▸ Collected data

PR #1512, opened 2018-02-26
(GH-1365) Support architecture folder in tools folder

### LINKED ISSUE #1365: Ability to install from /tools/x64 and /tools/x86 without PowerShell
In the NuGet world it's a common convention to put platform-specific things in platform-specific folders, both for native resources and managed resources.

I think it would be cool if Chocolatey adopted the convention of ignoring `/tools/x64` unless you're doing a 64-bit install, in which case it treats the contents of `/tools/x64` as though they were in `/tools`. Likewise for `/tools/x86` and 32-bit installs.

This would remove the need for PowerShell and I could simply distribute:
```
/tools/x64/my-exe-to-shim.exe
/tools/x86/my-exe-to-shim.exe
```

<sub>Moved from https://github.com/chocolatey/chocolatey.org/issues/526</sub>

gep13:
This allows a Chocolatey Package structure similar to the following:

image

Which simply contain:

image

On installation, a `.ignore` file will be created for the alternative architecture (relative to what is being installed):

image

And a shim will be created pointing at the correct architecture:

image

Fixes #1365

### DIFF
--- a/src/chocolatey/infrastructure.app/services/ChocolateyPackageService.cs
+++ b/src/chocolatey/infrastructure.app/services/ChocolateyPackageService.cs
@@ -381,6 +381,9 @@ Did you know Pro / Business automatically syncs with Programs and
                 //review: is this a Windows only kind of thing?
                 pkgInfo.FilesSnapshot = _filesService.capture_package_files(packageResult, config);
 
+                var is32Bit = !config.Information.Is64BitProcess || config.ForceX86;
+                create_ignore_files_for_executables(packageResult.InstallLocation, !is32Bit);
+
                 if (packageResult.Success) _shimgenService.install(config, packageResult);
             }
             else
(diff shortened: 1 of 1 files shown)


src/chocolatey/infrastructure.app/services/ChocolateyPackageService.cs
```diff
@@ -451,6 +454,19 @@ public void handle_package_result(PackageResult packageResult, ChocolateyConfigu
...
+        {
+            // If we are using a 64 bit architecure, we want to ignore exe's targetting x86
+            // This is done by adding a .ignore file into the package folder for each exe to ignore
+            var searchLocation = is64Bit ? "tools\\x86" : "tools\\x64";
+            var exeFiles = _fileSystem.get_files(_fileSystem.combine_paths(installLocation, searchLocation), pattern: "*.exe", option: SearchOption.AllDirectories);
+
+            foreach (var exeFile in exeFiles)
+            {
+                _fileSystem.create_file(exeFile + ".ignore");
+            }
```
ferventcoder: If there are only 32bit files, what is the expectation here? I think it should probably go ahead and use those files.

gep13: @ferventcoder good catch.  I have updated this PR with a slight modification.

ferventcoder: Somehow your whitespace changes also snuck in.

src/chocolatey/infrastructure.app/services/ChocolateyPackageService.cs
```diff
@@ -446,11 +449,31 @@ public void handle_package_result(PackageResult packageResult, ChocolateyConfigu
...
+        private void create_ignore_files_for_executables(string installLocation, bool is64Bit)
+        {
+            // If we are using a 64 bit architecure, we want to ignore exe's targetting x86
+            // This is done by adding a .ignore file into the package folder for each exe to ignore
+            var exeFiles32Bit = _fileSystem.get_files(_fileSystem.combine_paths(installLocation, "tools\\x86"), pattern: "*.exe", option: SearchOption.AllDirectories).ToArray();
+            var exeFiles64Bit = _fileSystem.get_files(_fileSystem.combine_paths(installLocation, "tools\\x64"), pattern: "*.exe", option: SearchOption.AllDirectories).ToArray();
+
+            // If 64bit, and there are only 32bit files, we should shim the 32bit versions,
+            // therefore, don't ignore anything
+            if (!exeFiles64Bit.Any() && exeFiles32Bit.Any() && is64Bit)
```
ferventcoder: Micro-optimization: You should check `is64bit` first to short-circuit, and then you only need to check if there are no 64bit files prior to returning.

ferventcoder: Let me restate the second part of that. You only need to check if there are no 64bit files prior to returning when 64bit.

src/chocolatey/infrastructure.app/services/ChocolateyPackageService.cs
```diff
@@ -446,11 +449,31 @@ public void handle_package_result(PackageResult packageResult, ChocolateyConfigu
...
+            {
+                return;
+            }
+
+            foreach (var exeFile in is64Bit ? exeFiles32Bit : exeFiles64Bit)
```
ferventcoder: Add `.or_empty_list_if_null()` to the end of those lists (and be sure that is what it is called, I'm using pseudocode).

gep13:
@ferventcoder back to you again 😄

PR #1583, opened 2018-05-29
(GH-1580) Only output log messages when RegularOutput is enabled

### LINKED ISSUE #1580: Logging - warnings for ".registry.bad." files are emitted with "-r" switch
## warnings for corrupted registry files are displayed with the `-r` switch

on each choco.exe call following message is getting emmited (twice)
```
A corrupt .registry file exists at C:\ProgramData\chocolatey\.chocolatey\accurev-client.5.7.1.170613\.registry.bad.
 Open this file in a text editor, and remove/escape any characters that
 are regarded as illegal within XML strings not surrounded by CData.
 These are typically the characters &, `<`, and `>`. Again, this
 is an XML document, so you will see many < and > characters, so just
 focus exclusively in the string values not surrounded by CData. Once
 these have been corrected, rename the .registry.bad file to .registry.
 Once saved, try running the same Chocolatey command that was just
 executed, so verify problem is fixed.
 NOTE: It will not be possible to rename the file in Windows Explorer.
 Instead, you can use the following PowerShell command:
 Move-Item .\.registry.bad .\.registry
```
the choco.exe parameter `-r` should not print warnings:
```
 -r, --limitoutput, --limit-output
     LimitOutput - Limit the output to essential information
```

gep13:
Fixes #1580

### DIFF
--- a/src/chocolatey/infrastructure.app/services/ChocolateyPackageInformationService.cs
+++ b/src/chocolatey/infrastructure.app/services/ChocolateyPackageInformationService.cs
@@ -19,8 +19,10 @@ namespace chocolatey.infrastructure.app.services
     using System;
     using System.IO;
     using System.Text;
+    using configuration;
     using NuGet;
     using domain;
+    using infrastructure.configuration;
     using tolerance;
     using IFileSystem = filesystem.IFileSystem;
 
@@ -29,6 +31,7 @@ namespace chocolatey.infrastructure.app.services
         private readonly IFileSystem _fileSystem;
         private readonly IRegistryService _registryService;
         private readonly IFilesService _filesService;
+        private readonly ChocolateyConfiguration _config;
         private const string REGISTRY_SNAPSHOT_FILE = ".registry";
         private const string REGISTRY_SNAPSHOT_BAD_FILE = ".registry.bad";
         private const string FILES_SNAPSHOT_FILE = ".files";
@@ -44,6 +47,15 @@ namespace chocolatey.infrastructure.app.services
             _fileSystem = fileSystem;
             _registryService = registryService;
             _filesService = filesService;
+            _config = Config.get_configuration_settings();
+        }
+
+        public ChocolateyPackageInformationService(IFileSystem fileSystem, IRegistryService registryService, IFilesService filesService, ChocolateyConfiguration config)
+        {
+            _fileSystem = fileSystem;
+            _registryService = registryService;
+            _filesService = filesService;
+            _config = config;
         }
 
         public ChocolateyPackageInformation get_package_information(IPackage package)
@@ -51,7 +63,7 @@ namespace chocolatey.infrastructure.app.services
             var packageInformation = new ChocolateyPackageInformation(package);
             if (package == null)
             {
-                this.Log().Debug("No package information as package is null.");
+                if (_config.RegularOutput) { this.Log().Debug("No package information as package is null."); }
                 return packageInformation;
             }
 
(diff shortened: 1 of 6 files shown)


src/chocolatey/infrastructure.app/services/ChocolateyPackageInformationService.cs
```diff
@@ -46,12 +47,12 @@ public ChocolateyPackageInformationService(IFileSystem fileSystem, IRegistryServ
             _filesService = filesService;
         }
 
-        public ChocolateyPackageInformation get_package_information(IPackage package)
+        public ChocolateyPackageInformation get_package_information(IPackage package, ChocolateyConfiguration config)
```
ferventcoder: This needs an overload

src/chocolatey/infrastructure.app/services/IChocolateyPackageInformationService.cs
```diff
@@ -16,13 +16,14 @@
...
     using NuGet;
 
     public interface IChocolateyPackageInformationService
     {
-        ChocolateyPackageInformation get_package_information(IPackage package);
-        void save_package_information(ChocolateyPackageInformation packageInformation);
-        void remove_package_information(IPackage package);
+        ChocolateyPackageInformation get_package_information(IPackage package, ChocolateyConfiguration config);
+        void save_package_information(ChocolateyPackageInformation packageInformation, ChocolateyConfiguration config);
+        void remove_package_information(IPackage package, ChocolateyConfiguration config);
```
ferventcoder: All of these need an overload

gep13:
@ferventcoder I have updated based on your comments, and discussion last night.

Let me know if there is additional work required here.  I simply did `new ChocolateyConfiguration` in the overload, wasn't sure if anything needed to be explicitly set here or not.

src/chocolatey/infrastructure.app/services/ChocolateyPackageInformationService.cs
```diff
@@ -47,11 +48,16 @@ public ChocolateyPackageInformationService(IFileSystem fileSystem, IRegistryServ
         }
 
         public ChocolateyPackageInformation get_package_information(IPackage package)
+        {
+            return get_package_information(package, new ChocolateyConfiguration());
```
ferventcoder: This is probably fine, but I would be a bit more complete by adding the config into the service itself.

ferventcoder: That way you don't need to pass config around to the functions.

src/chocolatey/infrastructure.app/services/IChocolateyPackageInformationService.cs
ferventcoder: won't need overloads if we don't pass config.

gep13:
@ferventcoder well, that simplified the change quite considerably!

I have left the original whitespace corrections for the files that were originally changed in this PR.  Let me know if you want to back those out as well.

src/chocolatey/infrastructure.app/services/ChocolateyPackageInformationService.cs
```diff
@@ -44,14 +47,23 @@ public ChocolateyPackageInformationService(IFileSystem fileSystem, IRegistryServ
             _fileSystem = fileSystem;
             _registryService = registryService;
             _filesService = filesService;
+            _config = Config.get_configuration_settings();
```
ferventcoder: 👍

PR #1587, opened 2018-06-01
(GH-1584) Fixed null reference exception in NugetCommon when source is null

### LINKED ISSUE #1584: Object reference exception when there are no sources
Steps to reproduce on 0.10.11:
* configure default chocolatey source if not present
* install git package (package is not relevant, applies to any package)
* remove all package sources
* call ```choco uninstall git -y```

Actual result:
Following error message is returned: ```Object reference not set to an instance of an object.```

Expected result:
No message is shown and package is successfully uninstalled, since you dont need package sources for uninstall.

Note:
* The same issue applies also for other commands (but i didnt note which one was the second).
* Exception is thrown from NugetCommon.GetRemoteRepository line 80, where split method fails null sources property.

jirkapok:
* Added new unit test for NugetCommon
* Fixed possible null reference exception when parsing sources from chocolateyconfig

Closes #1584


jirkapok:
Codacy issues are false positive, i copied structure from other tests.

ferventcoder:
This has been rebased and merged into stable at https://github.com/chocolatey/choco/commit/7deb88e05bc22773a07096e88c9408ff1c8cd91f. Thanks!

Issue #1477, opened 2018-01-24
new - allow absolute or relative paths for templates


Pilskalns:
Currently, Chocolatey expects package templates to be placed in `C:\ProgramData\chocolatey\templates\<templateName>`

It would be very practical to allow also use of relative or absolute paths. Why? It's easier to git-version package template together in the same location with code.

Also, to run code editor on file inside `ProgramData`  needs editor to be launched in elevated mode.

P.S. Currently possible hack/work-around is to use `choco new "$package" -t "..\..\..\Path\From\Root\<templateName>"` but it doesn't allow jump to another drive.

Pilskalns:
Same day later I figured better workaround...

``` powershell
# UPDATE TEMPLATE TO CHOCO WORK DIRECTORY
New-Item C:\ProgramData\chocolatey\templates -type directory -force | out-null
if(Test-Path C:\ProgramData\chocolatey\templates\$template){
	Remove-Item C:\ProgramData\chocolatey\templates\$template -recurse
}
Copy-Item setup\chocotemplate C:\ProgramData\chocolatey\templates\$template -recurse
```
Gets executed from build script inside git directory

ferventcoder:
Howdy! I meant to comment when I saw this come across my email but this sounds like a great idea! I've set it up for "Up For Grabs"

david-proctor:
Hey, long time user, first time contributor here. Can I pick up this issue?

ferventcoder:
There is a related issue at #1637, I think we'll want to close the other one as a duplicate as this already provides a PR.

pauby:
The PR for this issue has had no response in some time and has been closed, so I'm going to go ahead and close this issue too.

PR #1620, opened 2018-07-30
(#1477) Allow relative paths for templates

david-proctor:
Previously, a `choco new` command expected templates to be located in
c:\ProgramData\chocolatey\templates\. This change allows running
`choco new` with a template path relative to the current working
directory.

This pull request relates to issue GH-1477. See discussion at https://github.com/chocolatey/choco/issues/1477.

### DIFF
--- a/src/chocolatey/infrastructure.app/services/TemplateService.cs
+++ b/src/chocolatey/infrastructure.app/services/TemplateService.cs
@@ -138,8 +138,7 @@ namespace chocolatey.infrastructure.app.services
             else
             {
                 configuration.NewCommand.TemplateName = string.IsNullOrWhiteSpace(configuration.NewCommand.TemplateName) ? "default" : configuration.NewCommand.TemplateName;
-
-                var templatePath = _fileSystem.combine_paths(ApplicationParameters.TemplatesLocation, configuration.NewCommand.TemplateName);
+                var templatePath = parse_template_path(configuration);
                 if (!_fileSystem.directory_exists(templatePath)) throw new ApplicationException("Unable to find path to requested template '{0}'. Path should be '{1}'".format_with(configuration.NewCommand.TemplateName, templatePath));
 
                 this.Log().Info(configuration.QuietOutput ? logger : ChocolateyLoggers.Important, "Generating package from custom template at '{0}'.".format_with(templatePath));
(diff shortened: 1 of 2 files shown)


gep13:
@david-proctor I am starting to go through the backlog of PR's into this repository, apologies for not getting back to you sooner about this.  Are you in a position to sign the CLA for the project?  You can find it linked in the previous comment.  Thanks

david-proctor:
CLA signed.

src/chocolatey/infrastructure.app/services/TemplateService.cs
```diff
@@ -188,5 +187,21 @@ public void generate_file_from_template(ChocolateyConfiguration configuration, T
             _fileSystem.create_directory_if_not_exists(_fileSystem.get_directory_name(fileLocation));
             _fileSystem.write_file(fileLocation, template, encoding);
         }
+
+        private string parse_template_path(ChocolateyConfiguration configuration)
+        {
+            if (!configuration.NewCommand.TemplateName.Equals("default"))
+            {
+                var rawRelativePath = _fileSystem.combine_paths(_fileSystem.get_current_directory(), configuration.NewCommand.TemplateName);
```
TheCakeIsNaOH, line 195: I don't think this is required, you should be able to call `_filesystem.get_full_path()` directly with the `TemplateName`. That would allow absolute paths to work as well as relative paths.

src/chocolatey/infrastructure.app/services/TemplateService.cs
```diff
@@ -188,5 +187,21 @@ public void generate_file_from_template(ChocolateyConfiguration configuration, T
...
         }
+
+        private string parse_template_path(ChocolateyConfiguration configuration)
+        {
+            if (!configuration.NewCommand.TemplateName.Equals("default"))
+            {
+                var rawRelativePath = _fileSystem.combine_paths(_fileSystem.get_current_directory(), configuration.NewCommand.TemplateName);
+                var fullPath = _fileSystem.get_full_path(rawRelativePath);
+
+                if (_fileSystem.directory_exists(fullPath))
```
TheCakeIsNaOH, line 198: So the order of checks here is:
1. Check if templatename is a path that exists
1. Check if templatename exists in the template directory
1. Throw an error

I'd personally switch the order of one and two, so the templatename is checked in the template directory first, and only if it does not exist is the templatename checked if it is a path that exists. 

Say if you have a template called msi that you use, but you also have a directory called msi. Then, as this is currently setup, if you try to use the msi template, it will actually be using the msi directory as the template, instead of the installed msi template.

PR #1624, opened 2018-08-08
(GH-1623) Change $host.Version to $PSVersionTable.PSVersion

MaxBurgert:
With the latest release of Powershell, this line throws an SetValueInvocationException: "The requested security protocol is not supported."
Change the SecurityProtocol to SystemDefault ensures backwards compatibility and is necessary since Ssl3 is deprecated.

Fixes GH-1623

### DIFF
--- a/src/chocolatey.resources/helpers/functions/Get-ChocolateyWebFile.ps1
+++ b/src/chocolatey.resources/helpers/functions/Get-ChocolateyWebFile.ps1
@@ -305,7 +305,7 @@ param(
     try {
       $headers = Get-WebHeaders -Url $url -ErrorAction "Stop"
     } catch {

▸ ASSIGNED TASK
Transcribe only the lines from the beginning of the entries to the line with "### LINKED ISSUE #1365: Ability", inclusive, exactly as written.

▸ RESPONSE BOX
PR #1512, opened 2018-02-26
(GH-1365) Support architecture folder in tools folder

### LINKED ISSUE #1365: Ability to install from /tools/x64 and /tools/x86 without PowerShell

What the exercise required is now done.